Should the public and third sector embrace influencer marketing?

Public Sector influence marketingB
Influencer marketing has traditionally been paired with the private sector. Popular social media influencers are commonly paid big bucks to promote consumer products in advertising deals that go on to attract big profits for corporates the world over. With so many markets changing due to the new COVID-19 landscape, an interesting trend has emerged. More so than ever, influencers are beginning to partner with public and third sector organisations, as well as companies in the private sector looking to shift their image to a more socially aware one, to promote social good causes.

According to Forbes.com, influencers are currently turning to ‘social good causes’ for a number of reasons. Firstly, there is a requirement for influencers to find alternative revenue streams as marketing budgets are cut globally and fewer opportunities to promote #sponsored products and services arise. Secondly, there is a growing desire amongst members of the younger generations to associate themselves with brands and products which stand for something, socially.  This is important to influencers, their followers, and their earning potential.

A recent survey by influencer marketing firm Markerly, polling 115 influencers from the company’s network, found that 52% of surveyed influencers had posted #BlackLivesMatter content; 56% have worked with or would work with causes and nonprofits that they believe in at either a discounted rate or for free; and 58% posted educational, supportive content and resources surrounding coronavirus.

It may not always be comfortable for public and third sector organisations to consider an influencer marketing approach given this sort of strategy is traditionally private sector-based. We do, however, believe that savvy social good teams, if they really want to reach new and younger audiences, must consider it.

Here are a few examples of influencer marketing involving social good causes.

The Texas Department of State Health Services

To help spread public health messages regarding staying home during quarantine, this US-based public sector organisation utilised sponsored posts on social media featuring the likes of  Baltimore Ravens quarterback Robert Griffin III,  former Ultimate Disc League player and YouTube personality Brodie Smith and Olympic gymnast Nastia Luikin.
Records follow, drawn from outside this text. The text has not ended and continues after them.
PR #1211, opened 2020-11-15
fix: bug causing wbtc pooled amount to be off by a factor of 10

ncitron:
In the pool tab, when viewing your pooled wBTC balance, the number is off by a factor of 10. This is due to the decimal being set incorrectly in `src/constants/index.ts`.


moodysalem:
confirmed decimals here https://etherscan.io/token/0x2260fac5e5542a773aa44fbcfedf7c193bc2c599

PR #1232, opened 2020-12-08
Add uEth as routing pair. Add tokenlist.ulock.eth to tokenlists.

udev-ulock:
uETH allows safely creating tokens with high liquidity on Uniswap for no cost. All circulating uETH is backed 1:1 by ETH, but uETH permanently locked in Uniswap is not redeemable. This allows the free creation of arbitrary amounts of liquidity without any protocol upgrades to Uniswap. More information is available at [ulock.eth](https://ulock.eth).

This PR adds uETH as a routing pair for the Uniswap app, allowing new users to trade uETH/xyz pairs without using the uEth wrapping contract.

Without uETH as a routing pair, malicious liquidity providers can create low liquidity WETH/xyz pairs then withdraw the liquidity after the WETH/xyz price exceeds the uETH/xyz price.


moodysalem:
The mechanism described is solved by v3 (just add liquidity in a price range above/below the current price), and doesn't look like the project is still active

PR #1237, opened 2020-12-17
Improvement(lists): Switch to multiple active lists

ianlapham:
- update state to contain multiple active lists, search across all of these
- UI updates for list management
- allow toggle for single hop trades only 
- use single hop trades if amounts vary by less than 0.5% of input/output amount


src/components/PositionCard/index.tsx
```diff
@@ -202,7 +202,8 @@ export default function FullPositionCard({ pair, border, stakedBalance }: Positi
             <Text fontWeight={500} fontSize={20}>
               {!currency0 || !currency1 ? <Dots>Loading</Dots> : `${currency0.symbol}/${currency1.symbol}`}
             </Text>
-            {!!stakedBalance && (
+            {/* Hide this UI until a new staking program is enabled */}
+            {/* {!!stakedBalance && (
```
moodysalem, line 206: just delete

PR #1239, opened 2020-12-18
feat: allow overriding proposals in the UI

gakonst:
As title. Also includes the Uniswap grants proposal, since its description was fudged. https://gov.uniswap.org/t/rfc-uniswap-grants-program-v0-1/9081.

Overriding a proposal is as simple as adding it in the `constants/proposals` directory and exporting it via the PRELOADED_PROPOSALS map with its proposalId.


crazyrabbitLTC:
Dennison from [www.withTally.com](Tally) here, we saw that last night as well on our own interface as it blew up our formatting too. :-) 

Any thoughts about creating a standard template for Proposal submission to help community members when crafting proposals?

PR #1248, opened 2020-12-24
Add wBTC to default pairs. Changed branch name so checks maybe won't fail.

sksksksksksksk:
This is the same as [1241](https://github.com/Uniswap/uniswap-interface/pull/1241) with a different branch name and one more addition, so wBTC shows up in the recommended pools to add liquidity as well.

This one might actually merge...


moodysalem:
Don't worry about linter plugin failures, we will just override it for forks and let it fix the code style on master

PR #1254, opened 2020-12-29
improvement(routing): Add toggle for single hops only, use single hop trade if below difference threshold

ianlapham:


src/hooks/Trades.ts
```diff
@@ -78,16 +78,36 @@ function useAllCommonPairs(currencyA?: Currency, currencyB?: Currency): Pair[] {
   )
 }
 
+const OUTPUT_PERCENT_DIFFERENCE_MAX_BIPS = 50 // 0.5% difference at most in output amount
```
moodysalem, line 81: no longer just output

src/hooks/Trades.ts
```diff
@@ -101,10 +121,23 @@ export function useTradeExactOut(currencyIn?: Currency, currencyAmountOut?: Curr
...
         null
-      )
+
+      const tradeFixed =
+        Trade.bestTradeExactOut(allowedPairs, currencyIn, currencyAmountOut, { maxHops: 1, maxNumResults: 1 })[0] ??
+        null
+
+      // if input amount difference is within threshold, return single hop trade instead - only check if valid trades
+      if (tradeFixed && trade) {
+        const percent = new Percent(trade.inputAmount.raw, tradeFixed.inputAmount.raw)
```
moodysalem, line 134: this is really hard to wrap my head around, is it correct?

say the 1 hop trade is 100 input, multihop is 99 input
if (99 / 100) > 99.5% return 1 hop
shouldn't we return multihop since it's different by 1%?

would be good to extract this code to a method and add a unit test

ianlapham: I just changed this logic a bunch to make it more clear, now comparing the difference to a percent max, or just returning single if the input/output amount is favorable (based on exactIn or exactOut)

ianlapham: gunna move to a function and test

PR #1278, opened 2021-01-22
Fix typo in Import Token UI

gin:
Typo in Import Token UI
Typo in Import Token UI


callil (approved):

ianlapham:
thanks for the contribution - just added this to #1301

PR #6607, opened 2023-05-19
fix: use ephemeral props for styled component

JFrankfurt:
## Description
React was complaining about these

### Before
image

### After
image


tinaszheng (approved):
do b like that

zzmp (approved):

PR #6609, opened 2023-05-19
feat: improve yarn prepare scripts

JFrankfurt:
This makes independent prepare scripts run in parallel which speeds up the default `yarn` command--it also gives labeled logs which should make issues easier to debug.


scripts/prepare.js
```diff
@@ -0,0 +1,36 @@
+const { spawn } = require('child_process')
```
zzmp, line 1: Add `/* eslint-env node */` to the top to fix this lint :)

scripts/prepare.js
```diff
@@ -0,0 +1,36 @@
...
+        return reject(new Error(`${command} ${args} exited with code ${code}`))
+      }
+      console.log(`${command} ${args} completed successfully`)
+      resolve()
+    })
+  })
+}
+
+// Add setup commands to this array
+const commands = ['ajv', 'contracts', 'graphql', 'i18n']
```
zzmp, line 32: Move this to a constant at the top of the file to make configuration more obvious:

```
const SETUP_COMMANDS = ['ajv', 'contracts', graphql', i18n']
```

scripts/prepare.js
```diff
@@ -0,0 +1,36 @@
+const { spawn } = require('child_process')
+
+function runCommand(command, args) {
```
zzmp, line 3: These will always be yarn scripts, so you can simplify this by omitting `yarn`:

```suggestion
function runYarnScript(command) {
```

scripts/prepare.js
```diff
@@ -0,0 +1,36 @@
...
+  return new Promise((resolve, reject) => {
+    const process = spawn(command, args)
+
+    // Log when the process starts
+    console.log(`${command} ${args} initiated`)
```
zzmp, line 8: nit: I'd prefer these look like this: `[${command}] initiated`

scripts/prepare.js
```diff
@@ -0,0 +1,36 @@
...
+
+    // Uncomment to see output of each command
+    // process.stdout.on('data', (data) => {
+    //   console.log(`${command}: ${data}`)
+    // })
```
zzmp, line 13: Why don't we want to see output? Could you instead condition this on a `--verbose` flag?

scripts/prepare.js
```diff
@@ -0,0 +1,36 @@
...
+    process.stderr.on('data', (data) => {
+      console.error(`${command} ${args} error: ${data}`)
+    })
+
+    // Log when and how the command exited
+    process.on('close', (code) => {
+      if (code !== 0) {
+        return reject(new Error(`${command} ${args} exited with code ${code}`))
+      }
+      console.log(`${command} ${args} completed successfully`)
```
zzmp, line 25: I think yarn will itself log when a command is completed. How much of the yarn command log is duplicated here? Do you even need to log when a command is initiated?

scripts/prepare.js
```diff
@@ -0,0 +1,36 @@
...
+      resolve()
+    })
+  })
+}
+
+// Add setup commands to this array
+const commands = ['ajv', 'contracts', 'graphql', 'i18n']
+
+Promise.all(commands.map((command) => runCommand('yarn', [command])))
+  .then(() => console.log('All commands finished'))
```
zzmp, line 35: A timer here would be nice

scripts/prepare.js
JFrankfurt: I think the init log is useful to remind you what is executing under the hood.

Yarn doesn't log on its own when these child processes complete individually.

zzmp (changes requested):

scripts/prepare.js
```diff
@@ -0,0 +1,51 @@
...
+    // Uncomment to see output of each yarn
+    if (verbose) {
+      childProcess.stdout.on('data', (data) => {
+        console.log(`Output from yarn ${command}:\n${data}`)
+      })
+    }
+
+    // Log errors
+    childProcess.stderr.on('data', (data) => {
+      console.error(`Error during execution of yarn ${command}:\n${data}`)
```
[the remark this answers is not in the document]
JFrankfurt: vanilla terminals don't give this a styling distinction so I think the text designation is appropriate

scripts/prepare.js
```diff
@@ -0,0 +1,54 @@
...
+        data
+          .split('\n')
+          .map((line) => `[${command}] ${line}`)
+          .forEach(console.log)
+      })
+    }
+
+    // Log errors
+    childProcess.stderr.on('data', (data) => {
+      console.error(`Error during execution of [${command}]:\n${data}`)
```
zzmp, line 35: This still needs to be split and rejoined into lines like stdout.

scripts/prepare.js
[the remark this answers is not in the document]
zzmp: could you maybe do `[${command}] Error: ${line}`?

cmcewen (approved):

zzmp (approved):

Content was featured across Instagram, Facebook, Youtube and even TikTok.

Check out one of Robert Griffin’s amusing social media offerings here

Likewise, athlete Nastia Luikin promoted the benefits of wearing a mask in her TikTok video

Victorian Government

This Australian state government wanted to educate parents/carers on never leaving kids in cars through its summer Never Leave Kids In Cars campaign.

To ensure the message was received loudly and clearly, it enlisted the assistance of various social influencers including popular radio host Becc Jude, who has more than 80k followers on Instagram, and more niche fashion influencer Caitlin Marwaha, with around 8,000 followers. As both mums who actively post about motherhood on their socials, these were no doubt two impactful choices by the Victorian Government.
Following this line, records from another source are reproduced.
PR #6617, opened 2023-05-22
feat: add animation to Settings menu

grabbou:
## Description

It adds back expand animation to settings menu by reusing already existing `AnimationDropdown` component.

Note:

In a follow-up PR, `AnimatedDropdown` and `Expand` components will be merged into a single component. I will replace a single direct use of `AnimatedDropdown` with `Expand` since APIs are the same. I am splitting that work into a separate PR to keep it more atomic. Until then, it may seem that they're very similar and their test coverage overlaps.

## Test plan

Go to preview link and toggle slippage/deadline in settings menu


tinaszheng (approved):

src/test-utils/matchers.ts
```diff
@@ -0,0 +1,32 @@
...
+// Overrides the Testing Library matcher to check for height when determining whether an element is visible.
+// We are doing this because:
+// - original `toBeVisible()` does not take `height` into account
+// https://github.com/testing-library/jest-dom/issues/450
+// - original `toBeVisible()` and `toHaveStyle()` does not work at all in some cases
+// https://github.com/testing-library/jest-dom/issues/209
+// - `getComputedStyles()` returns empty object, making it impossible to check for Styled Components styles
+// https://github.com/styled-components/styled-components/issues/3262
+// https://github.com/jsdom/jsdom/issues/2986
+// For the reasons above, this matcher only works for inline styles.
```
zzmp, line 17: This should be a doc-comment, not an implementation comment.
In other words, `/**` :P

zzmp (approved):
lgtm, but please update your comment to a doc-comment before merging.
Feel free to ping me for re-approval.

src/test-utils/matchers.ts
grabbou: Why should it be a doc comment? I didn't know `//` was an implementation comment. So far, I think we made a distinction that we're only using `/**` where we plan to use JSDoc. I don't think applies here?

grabbou:
I will ship this PR "as-is" to avoid pinging both Tina and you Zach for re-approval. Let's continue the discussion and based on the outcomes, I will send a follow-up PR. I feel like I should also follow-up with a PSA on Slack to make sure everyone's aware of that rule.

src/test-utils/matchers.ts
zzmp: It explains what a function is doing, so it's a doc-comment. In general, if you're commenting above a function, it's a doc-comment; if you're commenting in a function definition, it's an impl comment.

> So far, I think we made a distinction that /** was only to be used when JSDoc/TSDoc were present.

Using `/**` makes it JSDoc, even if you don't use specific JSDoc tags. With TypeScript, most JSDoc comments are very simple, just `/** Return xyz. */`, because the actual types are already documented through the language. If it's something you'd expect to be surfaced as documentation, explaining a function's usage, showing up through the IDE, it's a doc-comment and should utilize `/**`.

grabbou: You are right, I remember we made a distinction between function-level documents and multi-line comments inside the body (implementation). I will follow-up with an update.

PR #6618, opened 2023-05-22
chore: cleaning up buy button states

JackShort:
* better state handling for buy button, less confusing, clear in/out data
* also added tests for each possible state

### Automated testing

- [x] Unit test


src/nft/components/bag/ButtonStates.tsx
```diff
@@ -0,0 +1,148 @@
...
+  disabled: boolean
+  warningText: ReactNode | undefined
+  warningTextColor: string
+  helperText: ReactNode | undefined
+  helperTextColor: string
+  buttonColor: string
+  buttonTextColor: string
+}
+
+export function getBuyButtonStateData(
```
cbachmeier, line 37: Can you add unit tests for this fn?

cbachmeier, line 37: nit: If you rename this to `useBuyButtonStateData` to treat it as a hook, you can then use `const theme = useTheme` to not have to pass the theme object with each call.

src/nft/components/bag/BagFooter.tsx
```diff
@@ -377,105 +379,78 @@ export const BagFooter = ({ setModalIsOpen, eventProperties }: BagFooterProps) =
...
+
+    if (sufficientBalance === false) {
+      return getBuyButtonStateData(BuyButtonStates.INSUFFICIENT_BALANCE, theme)
+    }
+
+    if (bagStatus === BagStatus.WARNING) {
+      return getBuyButtonStateData(BuyButtonStates.ERROR, theme)
+    }
+
+    if (!connected) {
```
cbachmeier, line 396: you can consolidate this check and ln383 `if (connected && chainId !== SupportedChainId.MAINNET)`

src/nft/components/bag/BagFooter.tsx
```diff
@@ -377,105 +379,78 @@ export const BagFooter = ({ setModalIsOpen, eventProperties }: BagFooterProps) =
...
-    let disabled = true
-    let warningText = undefined
-    let warningTextColor = theme.accentWarning
-    let helperText = undefined
-    let helperTextColor = theme.textSecondary
-    let buttonColor = theme.accentAction
-    let buttonTextColor = theme.accentTextLightPrimary
-
+  } = useMemo((): BuyButtonState => {
     if (connected && chainId !== SupportedChainId.MAINNET) {
```
cbachmeier, line 383: Thoughts on these multiple return calls vs instantiating lets for the arguments for `getBuyButtonStateData`, updating based on if statements, and having 1 return fn call at the end?

src/nft/components/bag/BagFooter.tsx
```diff
@@ -377,105 +379,78 @@ export const BagFooter = ({ setModalIsOpen, eventProperties }: BagFooterProps) =
...
-      handleClick = () => switchChain(connector, SupportedChainId.MAINNET)
-      buttonText = <Trans>Switch networks</Trans>
```
cbachmeier, line 393: The new refactor doesn't check for `BuyButtonStates.NOT_SUPPORTED_CHAIN` ie I'm on Polygon and getting the 'Connect Wallet' text
Screen Shot 2023-05-23 at 09 45 19

cbachmeier (changes requested):

cbachmeier:
So much more readable 🙌

src/nft/components/bag/BagFooter.tsx
JackShort: the point of this refactor was to have clear data-in -> data-out, having a mutable object makes that less clear and its only/should going to get mutated once. Also this doesn't require you have to go down all of the branches to return

src/nft/components/bag/BagFooter.tsx
JackShort: slightly confused as to how I would do that

src/nft/components/bag/ButtonStates.tsx
JackShort: unit tests don't really make sense for this function, what would it be defending against. If a future dev adds to the `BuyButtonStates` enum and doesn't add an appropriate case eslint will throw an error and vice versa

src/nft/components/bag/BagFooter.tsx
```diff
@@ -274,18 +276,18 @@ const FiatValue = ({
   )
 }
 
-interface BagFooterProps {
-  setModalIsOpen: (open: boolean) => void
-  eventProperties: Record<string, unknown>
-}
-
 const PENDING_BAG_STATUSES = [
```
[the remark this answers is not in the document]
JackShort: this is a little different these are just the BagStatuses that are considered to be pending - they have overlap but they are for different purposes and BagStatus refers to a slightly different state than the buy button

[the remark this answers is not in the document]
JackShort: like we don't store the button states as an actual state but we do for the bag statuses, so in order to converge the state we would have to like start storing the button state and everything which is kinda overkill I think

src/nft/components/bag/ButtonStates.tsx
JackShort: as you can see adding a state throws an eslint error

Screen Shot 2023-05-23 at 1 08 04 PM

cbachmeier: You can pass in the various different `BuyButtonStates` and expect the corresponding `BuyButtonStateData`. This will help prevent future devs from unknowingly making changes to the `BuyButtonStateData` possible leading to a `BuyButton` regression

src/nft/components/bag/BagFooter.tsx
cbachmeier: My mistake, I misread `if (connected && chainId !== SupportedChainId.MAINNET)` as `if (!connected && chainId !== SupportedChainId.MAINNET)`

src/nft/components/bag/BagFooter.test.tsx
```diff
@@ -0,0 +1,415 @@
...
+      isLocked: false,
+      itemsInBag: [],
+    }) as ReturnType<typeof useBag>
+
+    renderBagFooter()
+    const buyButton = getBuyButton()
+
+    expect(buyButton.textContent).toBe('Proceed in wallet')
+    expect(buyButton).toBeDisabled()
+  })
```
cbachmeier, line 199: these two look identical

src/nft/components/bag/BagFooter.test.tsx
```diff
@@ -0,0 +1,415 @@
+import { BigNumber } from '@ethersproject/bignumber'
```
cbachmeier, line 1: very thorough, great job

cbachmeier (approved):

src/nft/components/bag/BagFooter.test.tsx
JackShort: mb - was supposed to be `CONFIRMING_IN_WALLET` for the bag status

cbachmeier (approved):

cmcewen (approved):

src/nft/components/bag/BagFooter.tsx
```diff
@@ -377,105 +358,78 @@ export const BagFooter = ({ setModalIsOpen, eventProperties }: BagFooterProps) =
...
-      buttonText,
-      buttonTextColor,
-      disabled,
-      warningText,
-      warningTextColor,
-      helperText,
-      helperTextColor,
-      handleClick,
-      buttonColor,
+    if (bagStatus === BagStatus.CONFIRM_QUOTE) {
```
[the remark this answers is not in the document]
JackShort: Yaya I think the next step after this is to do exactly that and have a step function that evaluates everything into a BagStatus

Note though that the Australian Government has since banned the use of influencer marketing due to the expenses occurred and conflict of interests that can occur (e.g. influencers also promoting alcohol products, etc.).

#GirlsCount charity campaign

To boost awareness of its #GirlsCount campaign for girls’ education globally, charity One.org harnessed the power of actress and beauty and lifestyle YouTuber turned actressTanya Burr, who has millions of followers across her social platforms.

Burr is also an advocate for advocacy group UNHCR Regional Representation for Northern Europe via her socials.

UK Government

Similar to the above example in Texas, the UK Government has also partnered with a variety of influencers to help spread accurate public health messages about the Coronavirus.

Some influencers chosen included:

  • Bianca Gonzalez, a health expert and YouTube vlogger from the Philippines with over 7 million followers on Twitter @iamsuperbianca
  • Dr Jahangir Kabir, a Bangladeshi health expert and popular TV presenter with over 1 million Facebook followers @DrJahangirkabircmc
  • @KlikDokter – An Indonesian health blog with over 4 million Facebook followers

The UK Government says that the aim of the program is to help spread accurate health information “and to reach younger online audiences that are more susceptible to fake news”.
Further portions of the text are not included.